→ Given records:

Issue #7226, opened 2019-06-05
Read file chunk data on demand to reduce peak memory use


ckamm:
This is a continuation of #6880.

Some users, usually on windows, experienced crashes during parallel uploads of large files. This was because a chunk of each file was loaded into memory and chunk size goes up to 100 MB. A workaround was added to avoid the crash and instead error on the upload.

The better solution is to keep only a much smaller buffer of file data in memory and read from disk as needed. This would significantly reduce the peak amount of memory used by the client during upload.

ckamm:
QA: Add many large new local files and trigger an upload. Observe memory use. Increase during sync should be < 100MB.

HanaGemela:
Works as expected in 2.6.0alpha2 (build 12128) on macOS and Windows

PR #7229, opened 2019-06-06
Upload: Read file chunks gradually 

ckamm:
Instead of all at once, to reduce peak memory use.

Changing UploadDevice in this way requires keeping the file open for the
duration of the upload. It also means changes to open(), seek(), close()
to ensure that uses of the device work right when a request needs to
be resent.

Let's consider whether this is safe for 2.5 or should be a 2.6 change!

For #7226

### DIFF
--- a/src/libsync/propagateupload.cpp
+++ b/src/libsync/propagateupload.cpp
@@ -316,8 +316,11 @@ void PropagateUploadFileCommon::slotStartUpload(const QByteArray &transmissionCh
     doStartUpload();
 }
 
-UploadDevice::UploadDevice(BandwidthManager *bwm)
-    : _read(0)
+UploadDevice::UploadDevice(const QString &fileName, qint64 start, qint64 size, BandwidthManager *bwm)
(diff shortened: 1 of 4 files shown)


src/libsync/propagateupload.cpp
```diff
@@ -381,7 +383,12 @@ qint64 UploadDevice::readData(char *data, qint64 maxlen)
         }
         _bandwidthQuota -= maxlen;
     }
-    std::memcpy(data, _data.data() + _read, maxlen);
+
+    auto c = _file.read(data, maxlen);
+    if (c != maxlen) {
```
ogoffart: should we not just do `_read += c; return c;` ?

ckamm: @ogoffart If `c >= 0` yeah. I mimiced the previous code here but that should be unnecessary.

ckamm:
Moved to 2.6 after everyone was "mh, maybe?" on inclusion in 2.5.

Issue #8798, opened 2021-07-02
Return boolean in OC_ASSERT and handle the result


TheOneRing:
Our macro OC_ASSERT  behaves line a normal ASSERT in debug builds and only prints an error in production builds.
As the macro is used to validate a state it should return a boolean in production builds as without handling the condition the client will most probably die ungracefully otherwise.

dragotin:
I am not sure. If you "enhance" OC_ASSERT like that, maybe it is better to solve the situation in the concrete code directly and handle the critical situation. For me that sounds like too much for an assert. Not sure.

TheOneRing:
Yes but we use it in a lot of places that never should be reached. Those should be replaced by a real assert I guess as they should just never happen.

fmoc:
Perhaps you should then add a new construct rather than changing the meaning of a debug macro in order to not confuse future readers of the code. I could image adding a macro that just shows an error message and exits (for critical issues), for instance.

The existing `OC_*` macros should probably also log whenever they fail in production, maybe even on a warning/critical level.

TheOneRing:
Thats what the existing macro does, it logs the assert message as critical.
But in most cases we just continue to execute the code which absolutely does not make any sense.

fmoc:
If you really want to tackle that issue, you will have to change that macro into some sort of "crash-with-nice-message". But there is a risk that users, in special cases, will be bombarded with error messages. I'm not sure whether that's better from a UX point of view, even if it's desirable from a developer point of view. Another risk is that developers might tend not to use the macro at all any more then in order not to bug the users.

I'm all in for "crash-with-nice-message", but you can expect at least a week of either fixing the root cause or handling the asserted condition more gracefully. It will be worth the effort, though, because in the end it will result in a better product, and users might not end up in unexpected states any more without noticing, causing undefined behaviour of the client. You can then also distinguish better between true edge cases, "things that need to be handled properly", and (likely) some false positives.

I don't think that just returning the result of an asserted condition makes any sense, though. That would make it opt-in rather than opt-out. In that case, you can also just ignore the macro's existence and implement a normal `if` directly.

As a side note, in some cases I've encountered so far, the macro is used wrongly anyway. One should assert conditions that can be expected to never happen other than edge cases, causing one to not implement specific handling for these, but instead making sure that they will be detected. For that reason, I don't mind having asserts enabled in production builds. But I'm also into Design by Contract, which is heavily based on asserts.

TheOneRing:
[...]

PR #8802, opened 2021-07-02
OC_ENSURE

TheOneRing:
This is an alternative to OC_ASSERT which is most of the time used wrong.

See the discussion in https://github.com/owncloud/client/issues/8798

### DIFF
--- a/src/common/asserts.h
+++ b/src/common/asserts.h
@@ -44,6 +44,15 @@
     } else {                                                                                                                \
     }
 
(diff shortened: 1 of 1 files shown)


dragotin (approved):
Yes, well.. I have to admit that I do not find these kind of chains of complex C++ very intuitive. 

The benefit over 
```
if ( Q_UNLIKELY(!f)) {
   qDebug() << "Folder is not defined. Big problem!";
   return;
}
```
is not really obvious to me.

TheOneRing:
It's an ssert in debug builds, so devs and our squish tests are able to run into it.
Crashes get fixed warnings tend to be ignored.

PR #8803, opened 2021-07-05
Windows: Retry convertToPlaceholder for 30s on new dir

TheOneRing:


src/libsync/propagateremotemkdir.cpp
```diff
@@ -131,15 +134,57 @@ void PropagateRemoteMkdir::success()
     itemCopy._etag.clear();
 
     // save the file id already so we can detect rename or remove
```
dragotin, line 136: This comment does not really look useful.

src/libsync/propagateremotemkdir.cpp
```diff
@@ -131,15 +134,57 @@ void PropagateRemoteMkdir::success()
...
+                done(SyncFileItem::Success);
+            } else {
+                done(SyncFileItem::SoftError, result->error());
+            }
+        });
+
+        watcher->setFuture(QtConcurrent::run([p = propagator(), itemCopy] {
+            // Try to update the meta data with a 30s timeout
+            const auto start = std::chrono::steady_clock::now();
+            while ((std::chrono::steady_clock::now() - start) < UpdateMetaDataRetyTimeOut) {
```
dragotin, line 170: I like `QElapsedTimer` for these kind of things.

src/libsync/propagateremotemkdir.cpp
```diff
@@ -131,15 +134,57 @@ void PropagateRemoteMkdir::success()
...
+                QThread::sleep(1);
```
dragotin, line 171: Any reason why you sleep a second before trying the first time?

dragotin (approved):
Ok, minor comments. Except the sleep before trying the first time.

src/libsync/propagateremotemkdir.cpp
TheOneRing: Hm but then we have to either convert units or use std::chrono for the conversion and in the end we don't gain much  besides more involved components.

src/libsync/propagateremotemkdir.cpp
TheOneRing: The idea is that we really just tried that right before so no need to retry.

Issue #8804, opened 2021-07-05
`emit aboutToRemoveAllFiles` causes owncloudcmd to hang wo/ prompt


SamuAlfageme:
I was just hit by this after discovery:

→ Assignment:
The records above are to be printed out again exactly, without omission.

→ Solution to this problem:
Issue #7226, opened 2019-06-05
Read file chunk data on demand to reduce peak memory use


ckamm:
This is a continuation of #6880.

Some users, usually on windows, experienced crashes during parallel uploads of large files. This was because a chunk of each file was loaded into memory and chunk size goes up to 100 MB. A workaround was added to avoid the crash and instead error on the upload.

The better solution is to keep only a much smaller buffer of file data in memory and read from disk as needed. This would significantly reduce the peak amount of memory used by the client during upload.

ckamm:
QA: Add many large new local files and trigger an upload. Observe memory use. Increase during sync should be < 100MB.

HanaGemela:
Works as expected in 2.6.0alpha2 (build 12128) on macOS and Windows

PR #7229, opened 2019-06-06
Upload: Read file chunks gradually 

ckamm:
Instead of all at once, to reduce peak memory use.

Changing UploadDevice in this way requires keeping the file open for the
duration of the upload. It also means changes to open(), seek(), close()
to ensure that uses of the device work right when a request needs to
be resent.

Let's consider whether this is safe for 2.5 or should be a 2.6 change!

For #7226

### DIFF
--- a/src/libsync/propagateupload.cpp
+++ b/src/libsync/propagateupload.cpp
@@ -316,8 +316,11 @@ void PropagateUploadFileCommon::slotStartUpload(const QByteArray &transmissionCh
     doStartUpload();
 }
 
-UploadDevice::UploadDevice(BandwidthManager *bwm)
-    : _read(0)
+UploadDevice::UploadDevice(const QString &fileName, qint64 start, qint64 size, BandwidthManager *bwm)
(diff shortened: 1 of 4 files shown)


src/libsync/propagateupload.cpp
```diff
@@ -381,7 +383,12 @@ qint64 UploadDevice::readData(char *data, qint64 maxlen)
         }
         _bandwidthQuota -= maxlen;
     }
-    std::memcpy(data, _data.data() + _read, maxlen);
+
+    auto c = _file.read(data, maxlen);
+    if (c != maxlen) {
```
ogoffart: should we not just do `_read += c; return c;` ?

ckamm: @ogoffart If `c >= 0` yeah. I mimiced the previous code here but that should be unnecessary.

ckamm:
Moved to 2.6 after everyone was "mh, maybe?" on inclusion in 2.5.

Issue #8798, opened 2021-07-02
Return boolean in OC_ASSERT and handle the result


TheOneRing:
Our macro OC_ASSERT  behaves line a normal ASSERT in debug builds and only prints an error in production builds.
As the macro is used to validate a state it should return a boolean in production builds as without handling the condition the client will most probably die ungracefully otherwise.

dragotin:
I am not sure. If you "enhance" OC_ASSERT like that, maybe it is better to solve the situation in the concrete code directly and handle the critical situation. For me that sounds like too much for an assert. Not sure.

TheOneRing:
Yes but we use it in a lot of places that never should be reached. Those should be replaced by a real assert I guess as they should just never happen.

fmoc:
Perhaps you should then add a new construct rather than changing the meaning of a debug macro in order to not confuse future readers of the code. I could image adding a macro that just shows an error message and exits (for critical issues), for instance.

The existing `OC_*` macros should probably also log whenever they fail in production, maybe even on a warning/critical level.

TheOneRing:
Thats what the existing macro does, it logs the assert message as critical.
But in most cases we just continue to execute the code which absolutely does not make any sense.

fmoc:
If you really want to tackle that issue, you will have to change that macro into some sort of "crash-with-nice-message". But there is a risk that users, in special cases, will be bombarded with error messages. I'm not sure whether that's better from a UX point of view, even if it's desirable from a developer point of view. Another risk is that developers might tend not to use the macro at all any more then in order not to bug the users.

I'm all in for "crash-with-nice-message", but you can expect at least a week of either fixing the root cause or handling the asserted condition more gracefully. It will be worth the effort, though, because in the end it will result in a better product, and users might not end up in unexpected states any more without noticing, causing undefined behaviour of the client. You can then also distinguish better between true edge cases, "things that need to be handled properly", and (likely) some false positives.

I don't think that just returning the result of an asserted condition makes any sense, though. That would make it opt-in rather than opt-out. In that case, you can also just ignore the macro's existence and implement a normal `if` directly.

As a side note, in some cases I've encountered so far, the macro is used wrongly anyway. One should assert conditions that can be expected to never happen other than edge cases, causing one to not implement specific handling for these, but instead making sure that they will be detected. For that reason, I don't mind having asserts enabled in production builds. But I'm also into Design by Contract, which is heavily based on asserts.

TheOneRing:
[...]

PR #8802, opened 2021-07-02
OC_ENSURE

TheOneRing:
This is an alternative to OC_ASSERT which is most of the time used wrong.

See the discussion in https://github.com/owncloud/client/issues/8798

### DIFF
--- a/src/common/asserts.h
+++ b/src/common/asserts.h
@@ -44,6 +44,15 @@
     } else {                                                                                                                \
     }
 
(diff shortened: 1 of 1 files shown)


dragotin (approved):
Yes, well.. I have to admit that I do not find these kind of chains of complex C++ very intuitive. 

The benefit over 
```
if ( Q_UNLIKELY(!f)) {
   qDebug() << "Folder is not defined. Big problem!";
   return;
}
```
is not really obvious to me.

TheOneRing:
It's an ssert in debug builds, so devs and our squish tests are able to run into it.
Crashes get fixed warnings tend to be ignored.

PR #8803, opened 2021-07-05
Windows: Retry convertToPlaceholder for 30s on new dir

TheOneRing:


src/libsync/propagateremotemkdir.cpp
```diff
@@ -131,15 +134,57 @@ void PropagateRemoteMkdir::success()
     itemCopy._etag.clear();
 
     // save the file id already so we can detect rename or remove
```
dragotin, line 136: This comment does not really look useful.

src/libsync/propagateremotemkdir.cpp
```diff
@@ -131,15 +134,57 @@ void PropagateRemoteMkdir::success()
...
+                done(SyncFileItem::Success);
+            } else {
+                done(SyncFileItem::SoftError, result->error());
+            }
+        });
+
+        watcher->setFuture(QtConcurrent::run([p = propagator(), itemCopy] {
+            // Try to update the meta data with a 30s timeout
+            const auto start = std::chrono::steady_clock::now();
+            while ((std::chrono::steady_clock::now() - start) < UpdateMetaDataRetyTimeOut) {
```
dragotin, line 170: I like `QElapsedTimer` for these kind of things.

src/libsync/propagateremotemkdir.cpp
```diff
@@ -131,15 +134,57 @@ void PropagateRemoteMkdir::success()
...
+                QThread::sleep(1);
```
dragotin, line 171: Any reason why you sleep a second before trying the first time?

dragotin (approved):
Ok, minor comments. Except the sleep before trying the first time.

src/libsync/propagateremotemkdir.cpp
TheOneRing: Hm but then we have to either convert units or use std::chrono for the conversion and in the end we don't gain much  besides more involved components.

src/libsync/propagateremotemkdir.cpp
TheOneRing: The idea is that we really just tried that right before so no need to retry.

Issue #8804, opened 2021-07-05
`emit aboutToRemoveAllFiles` causes owncloudcmd to hang wo/ prompt


SamuAlfageme:
I was just hit by this after discovery:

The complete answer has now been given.